The invention further involves a method involving the stretch orientation of the contact springs in the curvature zone to which the following consideration has led:
It is virtually impossible, during the curving of individual contact springs, to introduce into these a stretch orientation along the lines of a desired structural change. One might have in mind to carry out the stretch orientation on the solid-wall sheet-metal plate, from which the contact springs are stamped, prior to stamping. Such a possibility has been taken into consideration within the scope of the invention. However, in this construction, the material would be reduced in thickness in the contact spring zone, due to the stretching action. By previously forming the slots, one has, on the one hand, the stretch orientation under control, due to a corresponding proportioning of the clamping force exerted on the edge zones of the webs, and, on the other hand, the possibility of allowing the edge zones of the webs to slip between the clamping tools, following the curvature, so that there does not occur any undesirable wall thickness reduction of the sheet-metal material in the curvature zone.
In a preferred method for the production of the contact pin packages in the form of magazine strips, the recesses which would be necessary for the above-mentioned reasons in the case of U-shaped connection pieces on the basic pins are not required and one obtains magazine strips on which the basic pins are exposed at both ends so that they can be easily processed further, more especially be introduced in a simple manner with one end into a basic-pin reception carrier, in that appropriate slide-in tools are applied to the respective other end.

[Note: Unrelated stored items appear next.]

PR #1459, opened 2016-02-26
Add support for flow prefixes in package.json keys

kittens:
WIP

This PR allows you to prefix keys in `package.json` with `flow:`. This is useful as you can trivially get type checking on a Flow project published to npm by just including the `src` directory and adding a `flow:main` field.

This is different to Flow comments as it preserves the original source and is different to the `.flow` extension as it doesn't require any convoluted build system commands.

Completely understand if you'd rather just have `.flow` so feel free to close but I think `flow:main` makes things substantially easier.

### DIFF
--- a/src/services/inference/module_js.ml
+++ b/src/services/inference/module_js.ml
@@ -157,12 +157,17 @@ module ReversePackageHeap = SharedMem.WithCache (StringKey) (struct
     let prefix = Prefix.make()
   end)
 
-let get_key key tokens = Ast.(
+let get_key' key tokens = Ast.(
   match SMap.get (spf "\"%s\"" key) tokens with
   | Some (_, Expression.Literal { Literal.value = Literal.String name; _ }) ->
       Some name
   | _ -> None
 )
+
+let get_key key tokens =
+  match get_key' (spf "\"flow:%s\"" key) tokens with
+  | Some x -> Some x
+  | _ -> get_key' (spf "\"%s\"" key) tokens
 
 let get_package_keys filename ast =
   let open Ast in
--- a/tests/declaration_files_incremental_node/node_modules/package_with_dir_flow_main/dir/index.js
+++ b/tests/declaration_files_incremental_node/node_modules/package_with_dir_flow_main/dir/index.js
@@ -1,0 +1,4 @@
+/* @flow */
+
+class Implementation {}
+module.exports.fun = (): Implementation => new Implementation();
--- a/tests/declaration_files_incremental_node/node_modules/package_with_dir_flow_main/dir/index.js.flow.ignored
+++ b/tests/declaration_files_incremental_node/node_modules/package_with_dir_flow_main/dir/index.js.flow.ignored
@@ -1,0 +1,4 @@
+/* @flow */
+
+declare class Definition {}
+declare export var fun: () => Definition;
--- a/tests/declaration_files_incremental_node/node_modules/package_with_dir_flow_main/package.json
+++ b/tests/declaration_files_incremental_node/node_modules/package_with_dir_flow_main/package.json
@@ -1,0 +1,2 @@
+{ "name": "package_with_full_main",
+  "flow:main": "dir" }
--- a/tests/declaration_files_incremental_node/node_modules/package_with_full_flow_main/code.js.flow.ignored
+++ b/tests/declaration_files_incremental_node/node_modules/package_with_full_flow_main/code.js.flow.ignored
@@ -1,0 +1,5 @@
+/* @flow */
+
+declare class Definition {}
+declare var fun: () => Definition;
+declare export { fun };
--- a/tests/declaration_files_incremental_node/node_modules/package_with_full_flow_main/code.js.ignored
+++ b/tests/declaration_files_incremental_node/node_modules/package_with_full_flow_main/code.js.ignored
@@ -1,0 +1,4 @@
+/* @flow */
+
+class Implementation {}
+module.exports.fun = (): Implementation => new Implementation();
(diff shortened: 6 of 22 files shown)


kittens:
Tests are failing, not sure what's wrong, I just see massive diff failures that look unrelated to what I changed.

gabelevi:
Woah, when did you switch to @kittens?

I think I'm not quite following your use case. Can you give an example? It doesn't sound like your talking about a situation with both a `main` and a `flow:main` like

```JavaScript
{
  "main": "src/transformed_index.js",
  "flow:main": "src/original_index.js",
  ...
}
```

since this doesn't seem to save you any build trouble. And it's not clear to me why you would have `flow:main` without a `main`.

Your OCaml looks good, though!

As for tests, I can look when Travis finishes. The incremental script runs [this bash script](https://github.com/facebook/flow/blob/48cd43de5c6198eaa202779799cf2cd469bbaa96/tests/declaration_files_incremental_node/test.sh) which moves the various files around, making sure that Flow's incremental mode follows the changing. That's probably one source of issues.

src/services/inference/module_js.ml
```diff
@@ -157,13 +157,18 @@ module ReversePackageHeap = SharedMem.WithCache (StringKey) (struct
     let prefix = Prefix.make()
   end)
 
-let get_key key tokens = Ast.(
+let get_key' key tokens = Ast.(
   match SMap.get (spf "\"%s\"" key) tokens with
```
gabelevi: Oh but you should probably get rid of this `spf` since you're doing it in `get_key`. The double quoting is probably not helping the tests.

Or only do the quoting in here. Your call!

kittens:
@gabelevi 

> Woah, when did you switch to @kittens?

Few weeks ago :stuck_out_tongue: It removes the confusion and accidental mentions with the other Facebook JavaScript React Sebastian.

> I think I'm not quite following your use case. Can you give an example? It doesn't sound like your talking about a situation with both a main and a flow:main like

I'm actually talking about that situation exactly. I recently published [kreporters](https://github.com/kittens/kreporters) which uses Flow types and there's only a few ways I can get third party consumers to use the types and they all aren't great:

* Flow comments: Doesn't support classes which I'm using and the transformations aren't complete lossless so there's a lot of information lost and Flow sometimes doesn't actually understand it.
* `.flow`: I'm not using a build system. I just use the Babel CLI like `$ babel src --out-dir lib`. I could switch to Gulp or Grunt to do my builds but that seems like overkill for such a small library. The equivalent shell command would probably be `$ find src -name ".js" -exec cp src/{} lib/{}.flow \;`, but that seems pretty gnarly and it wont work on Windows.
* Interface: Provide an interface file and make someone copy it to their project. I'd need to maintain this separately from the typed files and it's very manual and only suitable for projects that aren't typed.

kittens:
Also just want to highlight that having this ability means that libraries can provide type information without any changes to their build system. For example you just have to remove `src` from `.npmignore` and add `"flow:main": "src/index.js"` to your `package.json`.

gabelevi:
Ah ok, I get it. The requirement of putting `foo.js.flow` next to `flow.js` is inconvenient and it's much easier to tell node to read `lib/` and flow to read `src/`.

Yeah, this makes sense to me. I'd merge this once the tests pass :)

mroch:
how does this compare to the `typings` key TypeScript uses? is there really any value to being able to `flow:`-prefix every key? do other projects use : as namespaces?

an alternative would be `{ "flow": { "main": ... } }`. another thing we might put under the flow key would be something like .flowconfig's `module.name_mapper` so that you can map `require('foo/lib/derp')` to `foo/src/derp.js`

kittens:
@mroch 

> how does this compare to the `typings` key TypeScript uses?

You still need to point to an interface file as far as I know. This would allow you to point at your original source and have Flow point to that instead of some random location in `lib`.

> is there really any value to being able to `flow:`-prefix every key?

Not really, the only other key that's used is `name`. Figured it was more future proof to do it for any key to support it in automatically in the future.

> do other projects use : as namespaces?

`jsnext:main` is used by all the major module bundlers that support ES2015 modules. It's used to provide an alternate ES2015 build that they can consume while `main` still points at a CommonJS build. For example here are the [rollup docs](https://github.com/rollup/rollup/wiki/jsnext:main).

> an alternative would be `{ "flow": { "main": ... } }`

Keys used like that in `package.json` are historically used for build config. For example [Babel](https://github.com/babel/babel) uses a field called [`babel`](https://babeljs.io/docs/usage/babelrc/#use-via-package-json) and [ava](https://github.com/sindresorhus/ava) uses [`ava`](https://github.com/sindresorhus/ava#configuration). So it would seem more appropriate for the `flow` namespace in `package.json` to be analogous to `.flowconfig`. There's also precedence with `jsnext:main` to prefix `main` with a namespace.

kittens:
Actually looking into `typings` more, it does appear to be the same as `flow:main` as it can consume arbitrary typed files too. I think there's a compatibility hazard with using it though unless Flow supports all the TypeScript syntax.

gabelevi:
> an alternative would be { "flow": { "main": ... } }

This was my initial thought too, but I settled on the idea that `flow:foo` was good for overriding the value of `foo` for Flow while ` "flow": { ... }` would be good for flow specific stuff (like `.flowconfig` stuff) if we decide to allow any of it in the package.json

kittens:
Just an update, I'm still going to work on this PR. Should have addressed all the comments and have tests passing next week.

steelbrain:
Tara rum pum bump 😄

mroch:
I'm gonna close this to clean up the queue  since it's stale, but obviously feel free to resurrect it

STRML:
Shame to see this closed, we're using https://github.com/AgentME/flow-copy-source in some cases but for rollup builds et al it would be much better/easier to have a `flow:main`.

steelbrain:
I've opened https://github.com/facebook/flow/issues/2675 so this can be discussed and eventually fixed :)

The invention will now be explained in exemplified embodiments with reference to the accompanying drawings, in which:
FIG. 1 shows a contact pin package according to the invention, completely assembled, in alignment with a plug socket prior to being inserted into this socket;
FIG. 2 shows an exploded view of the parts of a contact pin package as shown in FIG. 1, prior to the assembly thereof;
FIG. 3 shows an enlarged lateral view of the contact pin package shown in FIGS. 1 and 2, partly in section (direction of the arrow III in FIG. 1);
FIG. 4 shows a cross-section along the line IV--IV of FIG. 3;
FIG. 5 shows a cross-section along the line V--V of FIG. 3;
FIG. 6 shows a modified constructional form in respect of FIG. 3, wherein the contact springs subjected to bending stress are tensioned in the axial direction;
FIG. 7 shows a modification of the basic pin shown in FIG. 2;
FIG. 8 shows another modification of the basic pin shown in FIG. 2;
FIG. 9 again shows a modification of the contact pin package;
FIG. 10 shows the basic pin in FIG. 9;
FIG. 11 shows the leaf springs in the state in which they emerge from a bending and stamping machine;
FIG. 12 shows a device for flattening the basic pins;
FIG. 13 shows a device for notching the basic pins;
FIG. 14 shows a section along the line XIV--XIV of FIG. 13;
FIG. 15 shows another constructional form of a contact pin package which is particularly suitable for the connection of wires according to the wire-wrap method;
FIG. 16 shows a section along the line XVI--XVI of FIG. 15;
FIG. 17 shows a section along the line XVII--XVII of FIG. 15;
FIGS. 18a to 18c show different intermediate stages during the production of a contact pin package according to the invention, in the form of a magazine strip made from a sheet-metal strip, for supplying the contact springs and individual basic pins;
FIG. 19 shows an elevation of the contact pin package shown in FIG. 18c in the direction of the arrow XIX of FIG. 18c;
FIG. 20 shows an elevation view in the direction of the arrow XX of FIG. 19;
FIGS. 21 to 23 show different cross-sectional shapes of basic pins and contact springs which have been subjected to bending, taken along the line XXI--XXI of FIG. 19;
FIG. 24 shows the production of the curvatures in the contact springs along with a stretch orientation in a cut-out XXIV--XXIV of FIG. 18a;
FIG. 25 shows a diagrammatical view of a processing machine for the production of a magazine strip of contact pin packages according to the invention from a sheet-metal strip, for supplying the contact springs subjected to bending stress and the basic pins;
FIG. 26 shows a diagrammatical representation of the operation of the insertion of a magazine strip shown in FIGS. 18c, 19 and 20 into a contact pin reception carrier;
FIG. 27 shows a contact pin package according to the invention in conjunction with connection parts at the two ends of the basic pin;
FIG. 28 shows the application of contact pin packages according to the invention for the electrical connection of a chip to a multi-layer printed-circuit board; and
FIG. 29 shows an enlarged sectional view in a plane of section corresponding to that of FIG. 22.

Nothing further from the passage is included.